Member of Legislative Assembly Andhra Pradesh
- Incumbent
- Assumed office 4 June 2024
- Preceded by: Anil Kumar Poluboina
- Constituency: Nellore City

Minister of Municipal Administration & Urban Development, Urban Water Supply & Urban Planning, Urban Housing, Capital Region Development Authority Government of Andhra Pradesh
- In office 8 Jun 2014 – 29 May 2019
- Governor: E. S. L. Narasimhan
- Chief Minister: N. Chandrababu Naidu
- Preceded by: President's Rule
- Succeeded by: Botsa Satyanarayana

Member of Legislative Council Andhra Pradesh
- In office 14 August 2014 – 29 March 2019
- Chairman: A. Chakrapani; N. M. D. Farooq;
- Leader of the House: N. Chandrababu Naidu
- Preceded by: Kolagatla Veerabhadra Swamy
- Constituency: Elected by MLAs

Personal details
- Born: 15 June 1957 (age 69) Nellore, Andhra Pradesh, India
- Spouse: Ponguru Ramadevi
- Children: Daughters; Sindhuri, Sharani, and son; Nishith (Late)

= Ponguru Narayana =

Indian educationist and politician (born 1957)

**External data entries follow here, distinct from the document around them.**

PR #124, opened 2024-05-23
Header implementation to mock C++23 std::expected.

debruce:
This PR will deliver a mocking of the C++23 std::expected feature minus the complexities of reference type overloads. User behavior should be the same, but performance for the returning of large expected objects could be worse due to copies.

### DIFF
--- a/include/up-cpp/utils/Expected.h
+++ b/include/up-cpp/utils/Expected.h
@@ -12,8 +12,10 @@
 #ifndef UP_CPP_UTILS_EXPECTED_H
 #define UP_CPP_UTILS_EXPECTED_H
 
-#include <exception>
+#include <stdexcept>
 #include <type_traits>
+#include <utility>
+#include <variant>
 
 namespace uprotocol::utils {
 
@@ -27,72 +29,100 @@ static_assert(!__has_cpp_attribute(__cpp_lib_expected),
 ///          https://en.cppreference.com/w/cpp/utility/expected
 ///          No further documentation is provided in this file.
 /// @{
-template <typename E>
-struct BadExpectedAccess;
+struct BadExpectedAccess : public std::runtime_error {
+	template <typename... Args>
+	BadExpectedAccess(Args&&... args)
+	    : std::runtime_error(std::forward<Args>(args)...) {}
+};
 
-template <>
-struct BadExpectedAccess<void> : public std::exception {};
-
+/// @brief Required tagging type for cases where expected and unexpected type
+/// are identical.
 template <typename E>
-struct BadExpectedAccess : public BadExpectedAccess<void> {};
+class Unexpected {
+public:
+	constexpr Unexpected(const Unexpected&) = default;
+	constexpr Unexpected(Unexpected&&) = default;
+
+	constexpr explicit Unexpected(const E& rhs) : storage_(rhs) {}
+	constexpr explicit Unexpected(E&& rhs) : storage_(std::move(rhs)) {}
+
+	constexpr const E& error() const& noexcept { return storage_; }
+	constexpr E&& error() && noexcept { return std::move(storage_); }
+
+private:
+	E storage_;
+};
 
 /// @brief A stripped-down version of std::expected from C++23.
 template <typename T, typename E>
-struct Expected {
-	using value_type = T;
-	using error_type = E;
+class Expected {
+public:
+	template <typename... Args>
+	constexpr Expected(Args&&... args)
+	    : storage_(std::forward<Args>(args)...) {}
 
-	constexpr Expected();
-	constexpr Expected(const Expected& other);
-	constexpr Expected(Expected&& other) noexcept;
+	constexpr Expected(const Expected&) = default;
+	constexpr Expected(Expected&&) = default;
 
-	constexpr explicit Expected(T&& v);
-	constexpr explicit Expected(E&& e);
+	constexpr bool has_value() const noexcept {
+		return std::holds_alternative<T>(storage_);
+	}
 
-	Expected& operator=(const Expected& other);
-	Expected& operator=(Expected&& other);
+	constexpr explicit operator bool() const noexcept {
+		return std::holds_alternative<T>(storage_);
+	}
 
-	Expected& operator=(const T& other);
-	Expected& operator=(T&& other);
+	template <class X>
+	constexpr T value_or(X&& v) const& noexcept {
+		return has_value() ? std::get<T>(storage_)
+		                   : static_cast<T>(std::forward<X>(v));
+	}
 
-	Expected& operator=(const E& other);
-	Expected& operator=(E&& other);
+	constexpr const T& value() const& {
+		if (!has_value())
+			throw BadExpectedAccess(
+			    "Attempt to access value() when unexpected.");
+		return std::get<T>(storage_);
+	}
 
-	constexpr explicit operator bool() const noexcept;
-	constexpr bool has_value() const noexcept;
+	constexpr T value() && {
+		if (!has_value())
+			throw BadExpectedAccess(
+			    "Attempt to access value() when unexpected.");
+		return std::move(std::get<T>(storage_));
+	}
 
-	constexpr T& value() &;
-	constexpr const T& value() const&;
-	constexpr T&& value() &&;
-	constexpr const T&& value() const&&;
+	constexpr const E& error() const& {
+		if (has_value())
+			throw BadExpectedAccess(
+			    "Attempt to access error() when not unexpected.");
+		return std::get<Unexpected<E>>(storage_).error();
+	}
 
-	constexpr const E& error() const& noexcept;
-	constexpr E& error() & noexcept;
-	constexpr const E&& error() const&& noexcept;
-	constexpr E&& error() && noexcept;
+	constexpr E error() && {
+		if (has_value())
+			throw BadExpectedAccess(
+			    "Attempt to access error() when not unexpected.");
+		return std::move(std::get<Unexpected<E>>(storage_)).error();
+	}
 
-	constexpr T value_or(T&& default_value) const&;
-	constexpr T value_or(T&& default_value) &&;
+	constexpr const T& operator*() const {
+		if (!has_value())
+			throw BadExpectedAccess(
+			    "Attempt to dereference expected value when unexpected.");
+		return std::get<T>(storage_);
+	}
 
-	template <typename F>
-	constexpr auto and_then(F&& f) &;
-	template <typename F>
-	constexpr auto and_then(F&& f) const&;
-	template <typename F>
-	constexpr auto and_then(F&& f) &&;
-	template <typename F>
-	constexpr auto and_then(F&& f) const&&;
-
-	template <typename F>
-	constexpr auto or_else(F&& f) &;
-	template <typename F>
-	constexpr auto or_else(F&& f) const&;
-	template <typename F>
-	constexpr auto or_else(F&& f) &&;
-	template <typename F>
-	constexpr auto or_else(F&& f) const&&;
+	constexpr const T* operator->() const {
+		if (!has_value())
+			throw BadExpectedAccess(
+			    "Attempt to dereference expected pointer when unexpected.");
+		return &std::get<T>(storage_);
+	}
 
 private:
+	std::variant<T, Unexpected<E>> storage_;
+
 	static_assert(!std::is_void_v<T>,
 	              "We don't allow T==void (unlike std::expected)");
 
@@ -101,6 +131,7 @@ private:
 	        !std::is_reference_v<T>,
 	    "Expected requires T to meet the C++ 'destructable' requirement");
 };
+
 /// @}
 
 }  // namespace uprotocol::utils
--- a/test/coverage/utils/ExpectedTest.cpp
+++ b/test/coverage/utils/ExpectedTest.cpp
@@ -12,9 +12,15 @@
 #include <gtest/gtest.h>
 #include <up-cpp/utils/Expected.h>
 
+#include <random>
+
 namespace {
 
-class TestFixture : public testing::Test {
+using uprotocol::utils::BadExpectedAccess;
+using uprotocol::utils::Expected;
+using uprotocol::utils::Unexpected;
+
+class ExpectedTest : public testing::Test {
 protected:
 	// Run once per TEST_F.
 	// Used to set up clean environments per test.
@@ -23,8 +29,8 @@ protected:
 
 	// Run once per execution of the test application.
 	// Used for setup of all tests. Has access to this instance.
-	TestFixture() = default;
-	~TestFixture() = default;
+	ExpectedTest() = default;
+	~ExpectedTest() = default;
 
 	// Run once per execution of the test application.
 	// Used only for global setup outside of tests.
@@ -32,7 +38,260 @@ protected:
 	static void TearDownTestSuite() {}
 };
 
-// TODO replace
-TEST_F(TestFixture, SomeTestName) {}
+int get_rand() {
+	static std::random_device rd;
+	static std::mt19937 mt(rd());
+	static std::uniform_int_distribution<int> dist(0, 1 << 30);
+	return dist(mt);
+}
+
+TEST_F(ExpectedTest, ExpectScalarScalar) {
+	auto sample = get_rand();
+	auto expected = Expected<int, int>(sample);
+	EXPECT_TRUE(bool(expected));
+	EXPECT_TRUE(expected.has_value());
+	EXPECT_EQ(sample, expected.value());
+	EXPECT_EQ(sample, *expected);
+}
+
+TEST_F(ExpectedTest, UnexpectScalarScalar) {
+	int sample = get_rand();
+	auto expected = Expected<int, int>(Unexpected(sample));
+	EXPECT_FALSE(bool(expected));
+	EXPECT_FALSE(expected.has_value());
+	EXPECT_EQ(sample, expected.error());
+}
+
+TEST_F(ExpectedTest, ExpectScalar) {
+	auto sample = get_rand();
+	auto expected = Expected<int, std::string>(sample);
+	EXPECT_TRUE(bool(expected));
+	EXPECT_TRUE(expected.has_value());
+	EXPECT_EQ(sample, expected.value());
+	EXPECT_EQ(sample, *expected);
+}
+
+TEST_F(ExpectedTest, UnexpectScalar) {
+	int sample = get_rand();
+	auto expected = Expected<std::string, int>(Unexpected(sample));
+	EXPECT_FALSE(bool(expected));
+	EXPECT_FALSE(expected.has_value());
+	EXPECT_EQ(sample, expected.error());
+}
+
+TEST_F(ExpectedTest, UnexpectValueOr) {
+	int sample = get_rand();
+	auto expected =
+	    Expected<int, std::string>(Unexpected(std::string("hello")));
+	EXPECT_FALSE(bool(expected));
+	EXPECT_FALSE(expected.has_value());
+	EXPECT_EQ(sample, expected.value_or(sample));
+}
+
+struct Pair {
+	int x;
+	int y;
+
+	Pair(int x, int y) : x(x), y(y) {}
+};
+
+TEST_F(ExpectedTest, ExpectUnique) {
+	auto x = get_rand();
+	auto y = get_rand();
+	auto expected = Expected<std::unique_ptr<Pair>, std::string>(
+	    std::make_unique<Pair>(x, y));
+	EXPECT_TRUE(bool(expected));
+	EXPECT_TRUE(expected.has_value());
+	auto p = std::move(expected).value();
+	EXPECT_EQ(x, p->x);
+	EXPECT_EQ(y, p->y);
+}
+
+TEST_F(ExpectedTest, UnexpectUnique) {
+	auto x = get_rand();
+	auto y = get_rand();
+	auto expected = Expected<int, std::unique_ptr<Pair>>(
+	    Unexpected(std::make_unique<Pair>(x, y)));
+	EXPECT_FALSE(bool(expected));
+	EXPECT_FALSE(expected.has_value());
+	auto p = std::move(expected).error();
+	EXPECT_EQ(x, p->x);
+	EXPECT_EQ(y, p->y);
+}
+
+TEST_F(ExpectedTest, ExpectShared) {
+	auto x = get_rand();
+	auto y = get_rand();
+	auto expected = Expected<std::shared_ptr<Pair>, std::string>(
+	    std::make_shared<Pair>(x, y));
+	EXPECT_TRUE(bool(expected));
+	EXPECT_TRUE(expected.has_value());
+	EXPECT_EQ(x, expected.value()->x);
+	EXPECT_EQ(y, expected.value()->y);
+	EXPECT_EQ(x, (*expected)->x);
+	EXPECT_EQ(y, (*expected)->y);
+}
+
+TEST_F(ExpectedTest, UnexpectShared) {
+	auto x = get_rand();
+	auto y = get_rand();
+	auto expected = Expected<int, std::shared_ptr<Pair>>(
+	    Unexpected(std::make_shared<Pair>(x, y)));
+	EXPECT_FALSE(bool(expected));
+	EXPECT_FALSE(expected.has_value());
+	EXPECT_EQ(x, expected.error()->x);
+	EXPECT_EQ(y, expected.error()->y);
+}
+
+TEST_F(ExpectedTest, ExpectStruct) {
+	auto x = get_rand();
+	auto y = get_rand();
+	auto expected = Expected<Pair, std::string>(Pair(x, y));
+	EXPECT_TRUE(bool(expected));
+	EXPECT_TRUE(expected.has_value());
+	EXPECT_EQ(x, expected.value().x);
+	EXPECT_EQ(y, expected.value().y);
+	EXPECT_EQ(x, expected->x);
+	EXPECT_EQ(y, expected->y);
+}
+
+TEST_F(ExpectedTest, UnexpectStruct) {
+	auto x = get_rand();
+	auto y = get_rand();
+	auto expected = Expected<int, Pair>(Unexpected(Pair(x, y)));
+	EXPECT_FALSE(bool(expected));
+	EXPECT_FALSE(expected.has_value());
+	EXPECT_EQ(x, expected.error().x);
+	EXPECT_EQ(y, expected.error().y);
+}
+
+struct PairDestruct {
+	int x;
+	int y;
+	static int cd_count;
+
+	PairDestruct(int x, int y) : x(x), y(y) { cd_count++; }
+
+	PairDestruct(const PairDestruct& arg) : x(arg.x), y(arg.y) { cd_count++; }
+
+	~PairDestruct() { cd_count--; }
+};
+
+int PairDestruct::cd_count = 0;
+
+TEST_F(ExpectedTest, ExpectStructDestruct) {
+	PairDestruct::cd_count = 0;
+	{
+		auto x = get_rand();
+		auto y = get_rand();
+		auto expected = Expected<PairDestruct, std::string>(PairDestruct(x, y));
+		EXPECT_EQ(1, PairDestruct::cd_count);
+		EXPECT_TRUE(bool(expected));
+		EXPECT_TRUE(expected.has_value());
+		EXPECT_EQ(x, expected.value().x);
+		EXPECT_EQ(y, expected.value().y);
+		EXPECT_EQ(x, expected->x);
+		EXPECT_EQ(y, expected->y);
+	}
+	EXPECT_EQ(0, PairDestruct::cd_count);
+}
+
+TEST_F(ExpectedTest, UnexpectStructDestruct) {
+	PairDestruct::cd_count = 0;
+	{
+		auto x = get_rand();
+		auto y = get_rand();
+		auto expected =
+		    Expected<int, PairDestruct>(Unexpected(PairDestruct(x, y)));
+		EXPECT_EQ(1, PairDestruct::cd_count);
+		EXPECT_FALSE(bool(expected));
+		EXPECT_FALSE(expected.has_value());
+		EXPECT_EQ(x, expected.error().x);
+		EXPECT_EQ(y, expected.error().y);
+	}
+	EXPECT_EQ(0, PairDestruct::cd_count);
+}
+
+TEST_F(ExpectedTest, ExceptionValueCheckedWhenIsError) {
+	auto expected =
+	    Expected<int, std::string>(Unexpected(std::string("hello")));
+	EXPECT_THROW(
+	    {
+		    try {
+			    EXPECT_FALSE(bool(expected));
+			    EXPECT_FALSE(expected.has_value());
+			    auto value = expected.value();
+		    } catch (const BadExpectedAccess& ex) {
+			    EXPECT_STREQ("Attempt to access value() when unexpected.",
+			                 ex.what());
+			    throw;
+		    }
+	    },
+	    BadExpectedAccess);
+}
+
+TEST_F(ExpectedTest, ExceptionErrorCheckedWhenNotError) {
+	auto expected = Expected<int, std::string>(5);
+	EXPECT_THROW(
+	    {
+		    try {
+			    EXPECT_TRUE(bool(expected));
+			    EXPECT_TRUE(expected.has_value());
+			    auto err = expected.error();
+		    } catch (const BadExpectedAccess& ex) {
+			    EXPECT_STREQ("Attempt to access error() when not unexpected.",
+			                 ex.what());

Ponguru Narayana (born 15 June 1957) is an Indian educationist turned politician in the state of Andhra Pradesh, India. He was elected to the Andhra Pradesh Legislative Council under Telugu Desam Party, in 2014 and served as the Minister for Municipal administration and Urban development & Urban Housing.. He established the Narayana Group of Educational Institutions.

== Early life and education ==
Narayana was born on 15 June 1957, into a Telugu-speaking family in Harnathapuram, Nellore district, Andhra Pradesh, India. His parents were Ponguru Subbaramayya and Subamma, and he belonged to the Kapu community. Dr Narayana studied B.A. in mathematics and statistics from V. R. College at Nellore in 1977 and subsequently earned his MSc. (1979) and PhD (2002) in statistics from Sri Venkateswara University and worked as a senior lecturer. He is married to Ramadevi with whom he has three children.